The CLI covers YAML-based encoding templates (create, validate, start, and monitor, for example `bitmovin encoding templates start ./template.yaml --watch`), encoding jobs with live progress (`bitmovin encoding jobs status <id> --watch`), input/output storage connections for S3, GCS, Azure, and HTTP, codec configurations for H.264, H.265, AV1, VP9, and audio, player license management, and analytics queries. It suits scripting, automation, and CI/CD pipelines — direct operations from the terminal — and complements the MCP servers, which support conversational, AI-assisted workflows.

## SDKs

Bitmovin provides official API SDKs for building encoding workflows programmatically: JavaScript/TypeScript (`npm install @bitmovin/api-sdk`), Python (`pip install bitmovin-api-sdk`), Java (Maven `com.bitmovin.api.sdk:bitmovin-api-sdk`), Go (`github.com/bitmovin/bitmovin-api-sdk-go`), C#/.NET (NuGet `Bitmovin.Api.Sdk`), and PHP (`composer require bitmovin/bitmovin-api-sdk-php`). API SDK examples are at `https://github.com/bitmovin/bitmovin-api-sdk-examples`.

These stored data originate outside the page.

PR #659, opened 2018-08-24
This only works for ms609

GlazerMann:
this code runs on the pull request but the script dies a 99 and cannot go on
Sleep so that the code has time for the update to patch the patch 
I am surprised that the code exists with 99 but somewhere somehow the code gets patched

### DIFF
--- a/maintain_files.sh
+++ b/maintain_files.sh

Player SDKs are available for Web (NPM `bitmovin-player`, with UI source at `https://github.com/bitmovin/bitmovin-player-ui`), iOS and tvOS (Swift Package Manager), Android (Maven via `https://artifacts.bitmovin.com/artifactory/public-releases`), React Native (`bitmovin-player-react-native`), Flutter (`bitmovin-player-flutter`), and Roku (BrightScript).

## Example tasks the skill supports

- Building a working web page with the Bitmovin Player configured for adaptive HLS/DASH streaming — a common starting point for a streaming project.
- Comparing codecs such as H.264 and AV1 for given content, weighing quality-per-bit efficiency, device compatibility, and encoding cost, and optionally setting up side-by-side encoding jobs when the Encoding MCP is connected.
- Setting up a live stream with RTMP/SRT ingest and then reviewing real-time viewer metrics through Observability, when the Encoding and Observability MCP servers are connected.

## Notes

- Bitmovin requires an API key for most product APIs; users can sign up at `https://dashboard.bitmovin.com/account`.
- The Documentation and Player MCP servers are free to use without an account.